Data items:
= = = =

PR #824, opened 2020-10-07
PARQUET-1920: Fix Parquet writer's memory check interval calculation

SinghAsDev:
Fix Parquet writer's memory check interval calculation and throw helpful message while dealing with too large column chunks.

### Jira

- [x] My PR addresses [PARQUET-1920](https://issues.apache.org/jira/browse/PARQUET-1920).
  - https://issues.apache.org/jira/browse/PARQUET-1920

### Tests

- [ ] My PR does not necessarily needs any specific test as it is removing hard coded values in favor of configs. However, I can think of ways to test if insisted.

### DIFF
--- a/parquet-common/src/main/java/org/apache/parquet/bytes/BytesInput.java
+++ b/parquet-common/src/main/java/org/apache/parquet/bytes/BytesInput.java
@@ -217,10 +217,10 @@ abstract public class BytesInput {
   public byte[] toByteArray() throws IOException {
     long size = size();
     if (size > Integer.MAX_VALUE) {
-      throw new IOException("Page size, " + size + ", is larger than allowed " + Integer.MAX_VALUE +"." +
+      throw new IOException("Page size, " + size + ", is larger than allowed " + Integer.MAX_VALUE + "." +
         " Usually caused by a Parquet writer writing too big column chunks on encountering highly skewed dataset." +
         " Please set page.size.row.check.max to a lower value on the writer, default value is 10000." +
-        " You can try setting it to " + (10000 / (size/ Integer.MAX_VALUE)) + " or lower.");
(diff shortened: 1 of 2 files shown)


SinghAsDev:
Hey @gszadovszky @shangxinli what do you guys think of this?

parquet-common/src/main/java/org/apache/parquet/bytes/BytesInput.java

= = = =

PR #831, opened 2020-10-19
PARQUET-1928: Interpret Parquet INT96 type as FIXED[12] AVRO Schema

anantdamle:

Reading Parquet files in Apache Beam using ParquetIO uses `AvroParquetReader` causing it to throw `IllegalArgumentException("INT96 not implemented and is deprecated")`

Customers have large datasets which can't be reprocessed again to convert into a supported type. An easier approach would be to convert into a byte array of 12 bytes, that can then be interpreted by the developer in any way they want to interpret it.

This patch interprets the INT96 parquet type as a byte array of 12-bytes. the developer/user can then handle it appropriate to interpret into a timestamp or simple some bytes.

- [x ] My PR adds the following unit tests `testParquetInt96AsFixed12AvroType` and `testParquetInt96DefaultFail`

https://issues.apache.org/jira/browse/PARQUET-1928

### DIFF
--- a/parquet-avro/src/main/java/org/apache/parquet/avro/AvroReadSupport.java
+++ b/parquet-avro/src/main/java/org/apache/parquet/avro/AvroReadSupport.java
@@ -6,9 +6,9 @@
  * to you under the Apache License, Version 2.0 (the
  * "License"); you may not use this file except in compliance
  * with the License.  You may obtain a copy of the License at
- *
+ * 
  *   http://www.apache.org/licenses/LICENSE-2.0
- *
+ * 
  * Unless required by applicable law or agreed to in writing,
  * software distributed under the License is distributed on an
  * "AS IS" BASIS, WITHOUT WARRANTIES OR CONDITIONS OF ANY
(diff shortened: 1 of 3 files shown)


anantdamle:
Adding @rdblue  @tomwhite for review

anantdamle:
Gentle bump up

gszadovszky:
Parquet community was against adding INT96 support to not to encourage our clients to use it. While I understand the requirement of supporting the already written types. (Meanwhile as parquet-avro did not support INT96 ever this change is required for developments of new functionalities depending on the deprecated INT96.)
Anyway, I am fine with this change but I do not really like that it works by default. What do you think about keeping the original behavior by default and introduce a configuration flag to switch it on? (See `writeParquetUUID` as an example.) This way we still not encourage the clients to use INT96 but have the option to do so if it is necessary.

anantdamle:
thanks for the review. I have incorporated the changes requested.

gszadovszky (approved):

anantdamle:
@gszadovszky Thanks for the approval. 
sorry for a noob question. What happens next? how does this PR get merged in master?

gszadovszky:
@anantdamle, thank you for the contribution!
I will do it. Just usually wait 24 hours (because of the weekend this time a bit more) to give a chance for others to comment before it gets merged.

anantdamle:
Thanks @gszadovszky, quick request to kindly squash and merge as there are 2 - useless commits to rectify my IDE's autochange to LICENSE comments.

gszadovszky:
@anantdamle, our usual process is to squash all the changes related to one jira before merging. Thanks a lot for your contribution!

= = = =

#### What is required
Once you reach the line with "- [ ] My PR does" in the data above, copy it and every line after it exactly, up to and including the line with "if (size > Integer.MAX_VALUE)".

#### Solved problem
- [ ] My PR does not necessarily needs any specific test as it is removing hard coded values in favor of configs. However, I can think of ways to test if insisted.

### DIFF
--- a/parquet-common/src/main/java/org/apache/parquet/bytes/BytesInput.java
+++ b/parquet-common/src/main/java/org/apache/parquet/bytes/BytesInput.java
@@ -217,10 +217,10 @@ abstract public class BytesInput {
   public byte[] toByteArray() throws IOException {
     long size = size();
     if (size > Integer.MAX_VALUE) {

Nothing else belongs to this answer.